The answer is to be an exact copy of the lines below running from the line with "- **permanent** (fatal" down to the line with "v2-style alias of", both ends included, and nothing more.

→ **EXTRACTED ENTRIES**
%%
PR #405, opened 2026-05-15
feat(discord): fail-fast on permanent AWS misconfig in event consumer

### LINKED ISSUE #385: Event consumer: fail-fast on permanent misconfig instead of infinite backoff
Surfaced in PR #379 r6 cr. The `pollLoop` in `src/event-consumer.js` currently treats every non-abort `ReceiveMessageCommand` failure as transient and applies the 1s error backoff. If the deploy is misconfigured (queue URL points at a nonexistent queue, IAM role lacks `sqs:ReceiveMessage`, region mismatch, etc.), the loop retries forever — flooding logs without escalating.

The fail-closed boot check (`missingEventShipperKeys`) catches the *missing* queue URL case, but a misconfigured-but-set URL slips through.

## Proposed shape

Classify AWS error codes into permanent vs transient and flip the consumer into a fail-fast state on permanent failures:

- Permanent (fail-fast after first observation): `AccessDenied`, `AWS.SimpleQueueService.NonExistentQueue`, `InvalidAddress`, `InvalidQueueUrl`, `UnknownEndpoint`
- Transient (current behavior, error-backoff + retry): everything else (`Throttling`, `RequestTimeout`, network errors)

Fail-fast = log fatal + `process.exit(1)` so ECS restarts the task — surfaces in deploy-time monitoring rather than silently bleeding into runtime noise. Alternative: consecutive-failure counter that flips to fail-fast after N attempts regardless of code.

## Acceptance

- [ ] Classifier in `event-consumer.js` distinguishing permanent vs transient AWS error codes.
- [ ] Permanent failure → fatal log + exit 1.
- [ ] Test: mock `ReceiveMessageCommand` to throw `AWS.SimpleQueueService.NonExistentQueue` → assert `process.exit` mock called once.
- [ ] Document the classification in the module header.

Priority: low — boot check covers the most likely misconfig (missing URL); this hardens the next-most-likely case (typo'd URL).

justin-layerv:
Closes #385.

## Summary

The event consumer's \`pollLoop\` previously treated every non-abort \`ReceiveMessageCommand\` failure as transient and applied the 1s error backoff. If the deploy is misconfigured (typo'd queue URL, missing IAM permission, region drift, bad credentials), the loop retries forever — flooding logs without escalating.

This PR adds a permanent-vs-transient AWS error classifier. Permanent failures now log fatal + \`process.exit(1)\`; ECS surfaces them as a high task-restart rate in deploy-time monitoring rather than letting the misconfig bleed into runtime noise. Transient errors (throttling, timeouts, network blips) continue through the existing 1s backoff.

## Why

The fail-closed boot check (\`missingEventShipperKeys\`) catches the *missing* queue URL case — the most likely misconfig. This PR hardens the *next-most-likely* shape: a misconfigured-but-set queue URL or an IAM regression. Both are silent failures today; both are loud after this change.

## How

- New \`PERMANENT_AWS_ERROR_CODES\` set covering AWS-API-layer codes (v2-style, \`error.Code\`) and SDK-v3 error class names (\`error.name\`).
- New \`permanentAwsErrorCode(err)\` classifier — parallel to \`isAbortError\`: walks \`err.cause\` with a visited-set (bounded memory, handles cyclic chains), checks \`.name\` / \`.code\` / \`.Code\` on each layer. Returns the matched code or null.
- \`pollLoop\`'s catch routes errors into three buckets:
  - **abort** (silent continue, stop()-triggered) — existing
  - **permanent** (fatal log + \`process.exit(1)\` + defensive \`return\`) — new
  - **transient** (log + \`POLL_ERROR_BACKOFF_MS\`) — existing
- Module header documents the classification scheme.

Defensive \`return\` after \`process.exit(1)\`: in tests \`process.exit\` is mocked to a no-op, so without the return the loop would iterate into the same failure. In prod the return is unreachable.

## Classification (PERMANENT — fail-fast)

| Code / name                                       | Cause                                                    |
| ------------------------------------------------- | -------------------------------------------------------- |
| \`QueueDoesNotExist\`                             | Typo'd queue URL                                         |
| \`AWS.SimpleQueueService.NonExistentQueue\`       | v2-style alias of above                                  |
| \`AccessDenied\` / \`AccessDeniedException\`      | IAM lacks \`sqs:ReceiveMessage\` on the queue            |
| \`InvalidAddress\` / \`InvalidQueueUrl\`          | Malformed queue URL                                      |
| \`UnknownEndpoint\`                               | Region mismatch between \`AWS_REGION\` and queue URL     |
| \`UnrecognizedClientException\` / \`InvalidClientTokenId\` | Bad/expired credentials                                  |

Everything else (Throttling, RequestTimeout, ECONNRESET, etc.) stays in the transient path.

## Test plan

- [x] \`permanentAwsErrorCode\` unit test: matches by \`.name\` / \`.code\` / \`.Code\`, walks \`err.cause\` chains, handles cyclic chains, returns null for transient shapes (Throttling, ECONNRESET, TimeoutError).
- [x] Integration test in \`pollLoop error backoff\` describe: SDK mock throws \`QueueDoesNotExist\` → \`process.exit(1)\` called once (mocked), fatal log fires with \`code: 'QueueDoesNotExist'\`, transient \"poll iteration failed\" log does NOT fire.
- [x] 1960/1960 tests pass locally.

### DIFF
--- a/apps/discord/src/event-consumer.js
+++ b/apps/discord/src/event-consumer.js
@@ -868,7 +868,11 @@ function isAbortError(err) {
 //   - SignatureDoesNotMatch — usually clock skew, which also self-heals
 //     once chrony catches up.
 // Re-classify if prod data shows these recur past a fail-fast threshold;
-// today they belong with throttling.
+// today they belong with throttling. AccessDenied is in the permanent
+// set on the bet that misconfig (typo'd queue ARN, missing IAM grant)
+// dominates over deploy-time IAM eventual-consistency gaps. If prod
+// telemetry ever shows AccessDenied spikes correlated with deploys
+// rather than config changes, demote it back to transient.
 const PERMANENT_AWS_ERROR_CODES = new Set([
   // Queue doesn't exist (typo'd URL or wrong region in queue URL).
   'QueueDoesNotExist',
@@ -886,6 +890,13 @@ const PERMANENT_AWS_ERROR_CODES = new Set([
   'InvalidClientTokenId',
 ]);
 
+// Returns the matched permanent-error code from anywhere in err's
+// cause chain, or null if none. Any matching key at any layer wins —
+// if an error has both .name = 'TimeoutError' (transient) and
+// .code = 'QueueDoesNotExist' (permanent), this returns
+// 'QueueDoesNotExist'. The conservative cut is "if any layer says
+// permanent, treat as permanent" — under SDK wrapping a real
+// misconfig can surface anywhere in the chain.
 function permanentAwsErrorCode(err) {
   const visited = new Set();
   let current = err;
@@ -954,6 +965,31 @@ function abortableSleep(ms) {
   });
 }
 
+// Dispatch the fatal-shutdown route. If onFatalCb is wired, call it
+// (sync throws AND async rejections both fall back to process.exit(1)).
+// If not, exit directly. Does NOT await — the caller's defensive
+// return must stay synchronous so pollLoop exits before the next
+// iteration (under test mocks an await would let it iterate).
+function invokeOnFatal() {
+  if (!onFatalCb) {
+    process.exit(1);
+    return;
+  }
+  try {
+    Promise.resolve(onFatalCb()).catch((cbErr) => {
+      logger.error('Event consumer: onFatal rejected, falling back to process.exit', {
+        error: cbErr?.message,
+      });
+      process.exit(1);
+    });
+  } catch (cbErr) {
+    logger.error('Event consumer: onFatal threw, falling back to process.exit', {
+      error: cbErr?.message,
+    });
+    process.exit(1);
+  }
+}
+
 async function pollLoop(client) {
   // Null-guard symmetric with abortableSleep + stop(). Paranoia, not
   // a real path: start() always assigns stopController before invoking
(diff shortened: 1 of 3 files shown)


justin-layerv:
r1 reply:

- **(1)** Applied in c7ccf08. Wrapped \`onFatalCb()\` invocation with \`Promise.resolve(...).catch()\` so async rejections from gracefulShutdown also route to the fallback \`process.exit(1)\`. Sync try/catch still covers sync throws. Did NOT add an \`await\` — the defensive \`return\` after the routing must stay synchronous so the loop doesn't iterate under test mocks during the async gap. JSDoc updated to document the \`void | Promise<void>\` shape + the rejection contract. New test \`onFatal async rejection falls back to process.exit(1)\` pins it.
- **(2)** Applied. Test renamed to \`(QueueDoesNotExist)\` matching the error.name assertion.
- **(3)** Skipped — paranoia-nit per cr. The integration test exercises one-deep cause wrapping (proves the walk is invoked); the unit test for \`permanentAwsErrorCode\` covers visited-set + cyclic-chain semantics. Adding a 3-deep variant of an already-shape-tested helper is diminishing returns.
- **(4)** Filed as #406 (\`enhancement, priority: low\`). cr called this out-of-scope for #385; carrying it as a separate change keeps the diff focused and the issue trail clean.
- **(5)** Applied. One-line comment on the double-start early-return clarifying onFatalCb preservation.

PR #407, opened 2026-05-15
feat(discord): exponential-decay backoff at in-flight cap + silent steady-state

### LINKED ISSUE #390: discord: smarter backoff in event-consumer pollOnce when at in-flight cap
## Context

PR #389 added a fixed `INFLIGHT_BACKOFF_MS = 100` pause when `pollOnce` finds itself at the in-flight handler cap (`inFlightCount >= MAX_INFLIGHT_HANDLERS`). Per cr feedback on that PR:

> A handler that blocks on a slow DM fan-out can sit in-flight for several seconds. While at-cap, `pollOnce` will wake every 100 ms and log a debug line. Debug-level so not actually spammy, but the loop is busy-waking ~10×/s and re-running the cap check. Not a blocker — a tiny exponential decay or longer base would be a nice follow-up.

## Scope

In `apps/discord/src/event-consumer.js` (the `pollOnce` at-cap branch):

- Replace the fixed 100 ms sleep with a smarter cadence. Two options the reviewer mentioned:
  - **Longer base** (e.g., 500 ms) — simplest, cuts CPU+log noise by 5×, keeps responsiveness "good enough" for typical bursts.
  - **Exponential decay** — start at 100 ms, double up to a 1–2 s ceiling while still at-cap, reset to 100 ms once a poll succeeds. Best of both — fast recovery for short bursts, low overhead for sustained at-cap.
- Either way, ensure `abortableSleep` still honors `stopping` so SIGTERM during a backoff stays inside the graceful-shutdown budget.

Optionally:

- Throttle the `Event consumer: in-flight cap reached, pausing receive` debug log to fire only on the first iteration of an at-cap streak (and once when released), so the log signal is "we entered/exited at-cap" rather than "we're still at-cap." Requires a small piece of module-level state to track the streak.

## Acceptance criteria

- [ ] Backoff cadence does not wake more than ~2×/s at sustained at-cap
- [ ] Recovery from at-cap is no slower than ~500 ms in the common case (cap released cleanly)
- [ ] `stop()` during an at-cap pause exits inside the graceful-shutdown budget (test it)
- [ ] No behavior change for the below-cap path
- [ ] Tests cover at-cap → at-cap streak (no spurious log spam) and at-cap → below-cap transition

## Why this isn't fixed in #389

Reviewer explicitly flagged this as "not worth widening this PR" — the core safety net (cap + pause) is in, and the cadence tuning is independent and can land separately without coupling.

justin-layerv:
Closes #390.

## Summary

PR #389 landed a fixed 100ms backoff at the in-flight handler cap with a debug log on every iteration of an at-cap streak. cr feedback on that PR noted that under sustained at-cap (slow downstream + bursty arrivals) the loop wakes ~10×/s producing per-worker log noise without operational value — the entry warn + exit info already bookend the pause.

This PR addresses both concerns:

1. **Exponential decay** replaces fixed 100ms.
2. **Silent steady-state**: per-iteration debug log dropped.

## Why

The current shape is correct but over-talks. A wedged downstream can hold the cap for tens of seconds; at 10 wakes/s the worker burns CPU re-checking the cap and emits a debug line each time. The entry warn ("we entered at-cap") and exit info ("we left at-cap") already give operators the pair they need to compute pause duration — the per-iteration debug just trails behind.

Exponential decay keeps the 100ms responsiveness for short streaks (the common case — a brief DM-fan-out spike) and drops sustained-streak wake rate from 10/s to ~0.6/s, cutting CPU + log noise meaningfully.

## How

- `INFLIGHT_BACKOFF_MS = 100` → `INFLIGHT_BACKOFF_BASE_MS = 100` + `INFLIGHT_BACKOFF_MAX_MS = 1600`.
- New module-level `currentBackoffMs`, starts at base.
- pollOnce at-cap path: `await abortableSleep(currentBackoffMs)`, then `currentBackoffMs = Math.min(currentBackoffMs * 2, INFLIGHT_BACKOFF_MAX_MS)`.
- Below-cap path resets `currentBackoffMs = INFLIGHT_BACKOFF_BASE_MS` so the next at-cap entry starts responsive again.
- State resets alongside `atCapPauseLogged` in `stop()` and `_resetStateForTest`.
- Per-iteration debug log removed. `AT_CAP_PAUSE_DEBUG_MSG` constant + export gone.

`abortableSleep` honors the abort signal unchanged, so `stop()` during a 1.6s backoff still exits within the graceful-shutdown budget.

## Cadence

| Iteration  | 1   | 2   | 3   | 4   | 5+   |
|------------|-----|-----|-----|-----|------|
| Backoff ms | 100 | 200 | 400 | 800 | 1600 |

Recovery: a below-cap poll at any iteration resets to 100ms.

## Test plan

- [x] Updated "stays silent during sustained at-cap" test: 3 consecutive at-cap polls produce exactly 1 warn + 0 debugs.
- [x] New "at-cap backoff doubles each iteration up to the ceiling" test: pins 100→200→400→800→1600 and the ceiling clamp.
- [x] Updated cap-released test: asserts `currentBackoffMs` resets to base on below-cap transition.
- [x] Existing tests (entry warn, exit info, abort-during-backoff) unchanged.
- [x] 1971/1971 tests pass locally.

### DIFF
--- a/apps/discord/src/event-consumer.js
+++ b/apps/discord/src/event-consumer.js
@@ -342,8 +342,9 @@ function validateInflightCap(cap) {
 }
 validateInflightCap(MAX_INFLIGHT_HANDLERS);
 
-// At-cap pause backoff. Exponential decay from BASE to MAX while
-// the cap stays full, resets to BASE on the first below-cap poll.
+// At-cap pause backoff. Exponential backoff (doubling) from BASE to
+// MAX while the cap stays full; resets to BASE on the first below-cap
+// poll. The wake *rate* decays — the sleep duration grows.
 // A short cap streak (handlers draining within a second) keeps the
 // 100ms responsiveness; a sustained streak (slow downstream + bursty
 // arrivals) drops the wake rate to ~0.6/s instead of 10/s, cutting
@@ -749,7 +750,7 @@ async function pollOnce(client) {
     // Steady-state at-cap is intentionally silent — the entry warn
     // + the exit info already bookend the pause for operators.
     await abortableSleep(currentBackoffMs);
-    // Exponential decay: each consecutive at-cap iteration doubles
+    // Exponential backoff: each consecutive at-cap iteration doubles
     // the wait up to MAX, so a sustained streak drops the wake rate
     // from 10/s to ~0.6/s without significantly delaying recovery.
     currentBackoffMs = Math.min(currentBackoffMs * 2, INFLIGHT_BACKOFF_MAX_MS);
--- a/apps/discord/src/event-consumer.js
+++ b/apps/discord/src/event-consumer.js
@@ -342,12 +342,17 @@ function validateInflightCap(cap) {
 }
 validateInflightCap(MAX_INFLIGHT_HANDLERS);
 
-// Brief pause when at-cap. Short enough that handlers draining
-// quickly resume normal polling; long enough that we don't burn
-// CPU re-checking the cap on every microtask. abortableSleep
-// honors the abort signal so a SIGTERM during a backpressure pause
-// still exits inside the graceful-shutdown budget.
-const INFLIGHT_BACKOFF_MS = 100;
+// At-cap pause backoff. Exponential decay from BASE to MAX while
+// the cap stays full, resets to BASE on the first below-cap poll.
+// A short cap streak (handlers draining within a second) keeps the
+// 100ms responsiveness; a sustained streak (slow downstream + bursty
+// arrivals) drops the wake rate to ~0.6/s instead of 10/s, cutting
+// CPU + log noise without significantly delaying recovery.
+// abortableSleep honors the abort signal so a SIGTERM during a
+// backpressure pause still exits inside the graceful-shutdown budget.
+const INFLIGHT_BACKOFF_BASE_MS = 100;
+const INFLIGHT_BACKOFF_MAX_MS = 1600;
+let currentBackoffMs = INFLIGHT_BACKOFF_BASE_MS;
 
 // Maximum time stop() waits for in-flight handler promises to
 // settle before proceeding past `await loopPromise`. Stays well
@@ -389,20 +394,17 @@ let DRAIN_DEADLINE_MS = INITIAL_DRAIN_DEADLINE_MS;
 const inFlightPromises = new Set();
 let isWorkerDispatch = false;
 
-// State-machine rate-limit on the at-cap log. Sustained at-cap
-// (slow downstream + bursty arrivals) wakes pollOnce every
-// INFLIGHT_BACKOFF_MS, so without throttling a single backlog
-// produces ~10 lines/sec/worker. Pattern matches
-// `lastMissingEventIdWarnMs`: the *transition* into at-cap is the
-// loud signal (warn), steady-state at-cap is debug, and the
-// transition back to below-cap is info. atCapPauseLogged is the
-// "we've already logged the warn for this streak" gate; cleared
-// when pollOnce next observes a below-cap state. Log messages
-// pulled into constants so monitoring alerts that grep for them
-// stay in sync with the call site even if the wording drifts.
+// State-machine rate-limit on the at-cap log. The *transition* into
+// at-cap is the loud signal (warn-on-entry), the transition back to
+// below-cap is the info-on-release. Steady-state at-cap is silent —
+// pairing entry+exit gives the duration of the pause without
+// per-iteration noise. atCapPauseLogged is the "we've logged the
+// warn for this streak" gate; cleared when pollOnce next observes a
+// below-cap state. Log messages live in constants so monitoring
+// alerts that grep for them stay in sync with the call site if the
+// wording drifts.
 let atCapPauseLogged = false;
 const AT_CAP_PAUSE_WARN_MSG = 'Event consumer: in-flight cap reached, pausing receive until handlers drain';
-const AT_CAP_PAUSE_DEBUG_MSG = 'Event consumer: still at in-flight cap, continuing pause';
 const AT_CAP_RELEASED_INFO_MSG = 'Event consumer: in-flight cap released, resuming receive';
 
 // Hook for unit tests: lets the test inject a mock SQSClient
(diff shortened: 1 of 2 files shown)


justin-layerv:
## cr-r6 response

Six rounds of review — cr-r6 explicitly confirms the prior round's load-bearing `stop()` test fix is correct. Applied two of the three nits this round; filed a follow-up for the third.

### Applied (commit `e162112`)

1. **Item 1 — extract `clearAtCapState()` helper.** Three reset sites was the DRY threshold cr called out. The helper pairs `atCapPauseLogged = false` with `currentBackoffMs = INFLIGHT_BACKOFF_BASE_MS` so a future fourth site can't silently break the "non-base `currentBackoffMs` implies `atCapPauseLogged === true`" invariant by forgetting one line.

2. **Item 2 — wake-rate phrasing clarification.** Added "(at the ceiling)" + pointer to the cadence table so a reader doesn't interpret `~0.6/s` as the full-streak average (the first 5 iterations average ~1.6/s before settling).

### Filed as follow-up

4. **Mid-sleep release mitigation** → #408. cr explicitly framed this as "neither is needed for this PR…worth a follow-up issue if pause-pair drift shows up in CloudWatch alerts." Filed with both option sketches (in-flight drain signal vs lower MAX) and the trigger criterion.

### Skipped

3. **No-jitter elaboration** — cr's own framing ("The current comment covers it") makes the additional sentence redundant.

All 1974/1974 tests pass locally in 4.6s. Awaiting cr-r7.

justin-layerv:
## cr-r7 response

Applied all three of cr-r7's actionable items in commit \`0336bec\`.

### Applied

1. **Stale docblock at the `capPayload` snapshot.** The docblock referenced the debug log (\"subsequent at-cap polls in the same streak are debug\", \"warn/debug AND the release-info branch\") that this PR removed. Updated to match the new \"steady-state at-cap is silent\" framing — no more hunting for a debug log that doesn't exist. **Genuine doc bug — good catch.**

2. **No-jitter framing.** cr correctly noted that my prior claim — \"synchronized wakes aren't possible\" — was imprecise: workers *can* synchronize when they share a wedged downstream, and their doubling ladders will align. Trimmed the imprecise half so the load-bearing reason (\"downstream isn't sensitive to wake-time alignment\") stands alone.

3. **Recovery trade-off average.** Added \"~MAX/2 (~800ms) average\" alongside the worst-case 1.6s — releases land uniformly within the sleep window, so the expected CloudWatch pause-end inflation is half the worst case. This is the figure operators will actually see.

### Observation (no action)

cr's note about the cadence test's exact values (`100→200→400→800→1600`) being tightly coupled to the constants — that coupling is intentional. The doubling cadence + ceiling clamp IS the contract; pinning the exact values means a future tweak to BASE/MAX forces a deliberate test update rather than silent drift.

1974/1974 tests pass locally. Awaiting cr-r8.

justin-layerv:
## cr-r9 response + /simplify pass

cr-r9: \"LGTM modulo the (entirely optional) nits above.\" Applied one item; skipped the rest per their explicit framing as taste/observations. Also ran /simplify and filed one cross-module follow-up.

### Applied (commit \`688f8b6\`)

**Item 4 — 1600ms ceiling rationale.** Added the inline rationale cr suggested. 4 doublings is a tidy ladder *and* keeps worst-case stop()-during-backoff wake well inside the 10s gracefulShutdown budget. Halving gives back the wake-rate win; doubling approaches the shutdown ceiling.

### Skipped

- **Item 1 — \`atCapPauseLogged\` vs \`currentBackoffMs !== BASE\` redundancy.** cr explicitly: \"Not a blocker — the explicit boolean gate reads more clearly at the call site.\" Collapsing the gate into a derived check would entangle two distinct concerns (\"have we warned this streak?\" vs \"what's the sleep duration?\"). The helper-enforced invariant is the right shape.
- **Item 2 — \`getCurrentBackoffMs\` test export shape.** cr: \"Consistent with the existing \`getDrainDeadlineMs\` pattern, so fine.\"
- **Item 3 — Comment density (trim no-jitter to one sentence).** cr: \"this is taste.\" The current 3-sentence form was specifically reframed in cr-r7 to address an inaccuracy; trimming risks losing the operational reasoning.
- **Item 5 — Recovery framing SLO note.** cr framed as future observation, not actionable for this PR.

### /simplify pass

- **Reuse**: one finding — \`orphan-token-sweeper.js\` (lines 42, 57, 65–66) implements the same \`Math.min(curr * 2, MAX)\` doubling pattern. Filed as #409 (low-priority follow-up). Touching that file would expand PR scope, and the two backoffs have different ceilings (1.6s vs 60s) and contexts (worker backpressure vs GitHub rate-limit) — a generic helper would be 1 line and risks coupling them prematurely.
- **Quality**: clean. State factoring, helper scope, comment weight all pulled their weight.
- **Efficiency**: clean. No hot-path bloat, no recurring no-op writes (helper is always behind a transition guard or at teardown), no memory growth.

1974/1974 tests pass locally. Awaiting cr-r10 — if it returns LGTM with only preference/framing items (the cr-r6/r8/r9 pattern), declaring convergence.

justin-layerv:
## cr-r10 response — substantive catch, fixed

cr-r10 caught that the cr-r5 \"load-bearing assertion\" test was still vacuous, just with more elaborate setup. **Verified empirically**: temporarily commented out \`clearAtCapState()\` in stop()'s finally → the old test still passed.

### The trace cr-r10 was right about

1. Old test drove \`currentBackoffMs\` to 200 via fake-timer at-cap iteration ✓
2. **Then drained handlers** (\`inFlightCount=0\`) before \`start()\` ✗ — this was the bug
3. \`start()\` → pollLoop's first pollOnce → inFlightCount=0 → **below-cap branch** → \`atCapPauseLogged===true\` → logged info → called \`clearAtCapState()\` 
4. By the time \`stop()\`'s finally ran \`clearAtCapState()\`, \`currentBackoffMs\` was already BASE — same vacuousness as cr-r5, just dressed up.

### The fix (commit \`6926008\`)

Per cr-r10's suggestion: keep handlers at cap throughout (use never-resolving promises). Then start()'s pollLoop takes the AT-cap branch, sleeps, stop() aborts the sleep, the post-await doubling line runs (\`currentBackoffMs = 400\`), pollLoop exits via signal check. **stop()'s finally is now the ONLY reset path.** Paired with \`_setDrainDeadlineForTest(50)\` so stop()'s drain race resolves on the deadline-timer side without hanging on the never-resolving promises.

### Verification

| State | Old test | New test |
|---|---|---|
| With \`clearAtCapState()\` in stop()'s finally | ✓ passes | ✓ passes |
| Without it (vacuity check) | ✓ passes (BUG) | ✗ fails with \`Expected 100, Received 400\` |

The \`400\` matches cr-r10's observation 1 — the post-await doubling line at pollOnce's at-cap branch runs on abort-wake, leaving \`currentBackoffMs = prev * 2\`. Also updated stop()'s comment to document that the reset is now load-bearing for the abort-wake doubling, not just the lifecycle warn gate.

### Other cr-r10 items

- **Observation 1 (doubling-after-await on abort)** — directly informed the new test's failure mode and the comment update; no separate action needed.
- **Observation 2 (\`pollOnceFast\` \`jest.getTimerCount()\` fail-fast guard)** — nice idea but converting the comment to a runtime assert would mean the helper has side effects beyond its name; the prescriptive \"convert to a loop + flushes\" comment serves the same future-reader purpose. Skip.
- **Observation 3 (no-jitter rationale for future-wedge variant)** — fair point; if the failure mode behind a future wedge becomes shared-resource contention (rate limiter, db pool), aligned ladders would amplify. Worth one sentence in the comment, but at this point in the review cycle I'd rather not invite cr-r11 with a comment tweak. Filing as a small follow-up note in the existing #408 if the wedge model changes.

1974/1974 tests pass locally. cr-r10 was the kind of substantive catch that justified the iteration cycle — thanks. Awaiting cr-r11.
%%
→ **EXERCISE RESULT**
  - **permanent** (fatal log + \`process.exit(1)\` + defensive \`return\`) — new
  - **transient** (log + \`POLL_ERROR_BACKOFF_MS\`) — existing
- Module header documents the classification scheme.

Defensive \`return\` after \`process.exit(1)\`: in tests \`process.exit\` is mocked to a no-op, so without the return the loop would iterate into the same failure. In prod the return is unreachable.

## Classification (PERMANENT — fail-fast)

| Code / name                                       | Cause                                                    |
| ------------------------------------------------- | -------------------------------------------------------- |
| \`QueueDoesNotExist\`                             | Typo'd queue URL                                         |
| \`AWS.SimpleQueueService.NonExistentQueue\`       | v2-style alias of above                                  |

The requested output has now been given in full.